PR #9230, opened 2021-09-07
summary: fix dependencies

bonzini:
Dependencies are currently printed as

   [<mesonbuild.mlog.AnsiDecorator object at 0x7faa85aeac70>, ' ', <mesonbuild.mlog.AnsiDecorator object at 0x7faa85aeab50>]

This was introduced in commit adb1b2f3f6ad54b346348ec6e5b8d96f2f7ba0a6, due to
an incorrect type annotation on the AnsiText constructor.  Fix both the
annotation and the usage.

This is a regression in 0.59.

### DIFF
--- a/mesonbuild/_typing.py
+++ b/mesonbuild/_typing.py
@@ -36,6 +36,9 @@ T = typing.TypeVar('T')
 class StringProtocol(Protocol):
     def __str__(self) -> str: ...
 
+class SizedStringProtocol(Protocol, StringProtocol, typing.Sized):
+    pass
+
 class ImmutableListProtocol(Protocol[T]):
 
     """A protocol used in cases where a list is returned, but should not be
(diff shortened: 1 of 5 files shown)


xclaesse:
What I don't understand is https://github.com/mesonbuild/meson/commit/adb1b2f3f6ad54b346348ec6e5b8d96f2f7ba0a6 added a unit test, why has this not been catched? Could you please add a test that fails before this PR and gets fixed by it?

bonzini:
The unit test didn't catch it because it only happens with external dependencies. It is a bit messy to test external dependencies in the existing test_summary, but I've added it now.

bonzini:
@nirbheek can you add this to the 0.59.2 milestone?

xclaesse:
Thanks, merged and tagged.

PR #9238, opened 2021-09-10
objc/objcpp compiler: accept all gnu stds corresponding to c/c++ stds

### LINKED ISSUE #9237: Value "gnu89" (of type "string") for combo option "C language standard to use" is not one of the choices. Possible choices are (as string): "none", "c89", "c99", "c11", "c17", "gnu99", "gnu11".
Building glib2 2.62.6 with meson 0.59.1 fails:

```
Value "gnu89" (of type "string") for combo option "C language standard to use" is not one of the choices. Possible choices are (as string): "none", "c89", "c99", "c11", "c17", "gnu99", "gnu11".
```

With meson 0.58.1 there was no such error.

See https://trac.macports.org/ticket/63462

In #8766 gnu99 and gnu11 were added to the list of possible choices but for some reason gnu89 was not added? Could you add it, please?

eli-schwartz:
The clang compiler now reimplements and re-checks the c_std and cpp_std options in order to use them for objc as well, but it didn't consistently support the same options. First it completely excluded all the gnu ones, and then it added a handful of them but not for C++.

Be fully consistent -- or at least as consistent as we can be, given a minimally working fix. (The C/C++ compiler mixin actually gates different stds depending on detected clang version, we do not do that here.)

Fixes regression in c54dd63547b030e3d9feee694ec6f49c434f0df8
Fixes incomplete fix from #8766 (which didn't fix objcpp at all)

Fixes #9237

### DIFF
--- a/mesonbuild/compilers/objc.py
+++ b/mesonbuild/compilers/objc.py
@@ -90,7 +90,7 @@ class ClangObjCCompiler(ClangCompiler, ObjCCompiler):
         opts.update({
             OptionKey('std', machine=self.for_machine, lang='c'): coredata.UserComboOption(
                 'C language standard to use',
-                ['none', 'c89', 'c99', 'c11', 'c17', 'gnu99', 'gnu11'],
+                ['none', 'c89', 'c99', 'c11', 'c17', 'gnu89', 'gnu99', 'gnu11', 'gnu17'],
                 'none',
             )
         })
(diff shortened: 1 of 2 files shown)


dcbaker (approved):
lookgs good to me. We should probably refactor this so that the C/ObjC and C++/ObjC++ compilers can share code, but this seems like a good improvement.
────────────────
Your reply should hold all the lines from the listing above in which "regression" appears.

This is a regression in 0.59.
Fixes regression in c54dd63547b030e3d9feee694ec6f49c434f0df8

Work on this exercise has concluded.